TASK MATERIAL:
PR #213, opened 2024-12-18
XIVY-15648 import when manually adding variable

ivy-lgi:
When manually adding a variable that is present in a required project, the known variable is imported instead.

import-manually-adding


ivy-lli:
Just from seeing the Gif:
I think this is not a bad idea, however if it works like this, it is not good IMO!
The user just wanted to add a single variable and gets a whole stack? No user will understand what happened.

If we do something like that, at least there should be a warning in the add variable dialog that this variable is known and it will import it!

ivy-lli (approved):
I think the code changes are good, but as said in the comment before, for me something is missing that explains this behavior to the user.

PR #214, opened 2024-12-18
XIVY-15648 info when manually importing variable

ivy-lgi:
An info is shown when trying to manually add a variable that already exists in a required project that it can be imported. Pressing the button again will import the variable.

Also removed some unnecessary pageobject functions.

overwrite-info

### DIFF
--- a/packages/variable-editor/src/components/variables/dialog/AddDialog.tsx
+++ b/packages/variable-editor/src/components/variables/dialog/AddDialog.tsx
@@ -11,16 +11,18 @@ import {
   DialogTrigger,
   Flex,
   Input,
+  Message,
   selectRow
 } from '@axonivy/ui-components';
 import { IvyIcons } from '@axonivy/ui-icons';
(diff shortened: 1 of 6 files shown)


packages/variable-editor/src/components/variables/dialog/AddDialog.tsx
```diff
@@ -106,18 +130,24 @@ export const AddVariableDialog = ({ table }: AddVariableDialogProps) => {
...
-              disabled={!allInputsValid()}
-              onClick={addVariable}
-            >
-              Create Variable
-            </Button>
-          </DialogClose>
+          <Flex>
+            {knownVariable && (
+              <Message variant='info' message='This Variable is already present in a required project. Do you want to import it?' />
+            )}
```
ivy-lli, line 136: I don't like this message left, button right style.
Why not add this message as last child of the main dialog content below the last field.
And I think this can be a warning, then it is more present.

ivy-lgi: image

ivy-lli (approved):

PR #215, opened 2024-12-18
XIVY-15691 do not import variable multiple times

ivy-lgi:


ivy-lli (approved):
Did you check that it is also no possible via the import dialog?

ivy-lgi:
> Did you check that it is also no possible via the import dialog?

The import dialog was the only place where it was possible in the first place.

PR #221, opened 2025-01-06
Update to eslint v9

ivy-lli:


packages/variable-editor/src/utils/tree/tree-data.test.ts
```diff
@@ -177,7 +178,7 @@ describe('removeNode', () => {
       const originalData = structuredClone(data);
       const newData = removeNode(data, [1, 1, 0]);
       expect(data).toEqual(originalData);
-      expect(newData).not.toBe(data);
+      expect(newData).not.toEqual(data);
```
ivy-lgi, line 181: Why make this change in this specific test?

Some info about this line:
These functions under test are designed to not change the data provided as an argument directly. Instead, they create a clone, apply the changes to the clone, and then return the clone. This is important so an object held in state can be provided to the function without having to clone it beforehand.

This line asserts that the returned object of the function is a different one (by reference) than the object that was provided.

Although I think this line is redundant in many cases, I added it to every test just to be safe.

THE TASK: Go through the records above, find every line with the word "XIVY", and list those lines.

RESULT OF THIS EXERCISE:
XIVY-15648 import when manually adding variable
XIVY-15648 info when manually importing variable
XIVY-15691 do not import variable multiple times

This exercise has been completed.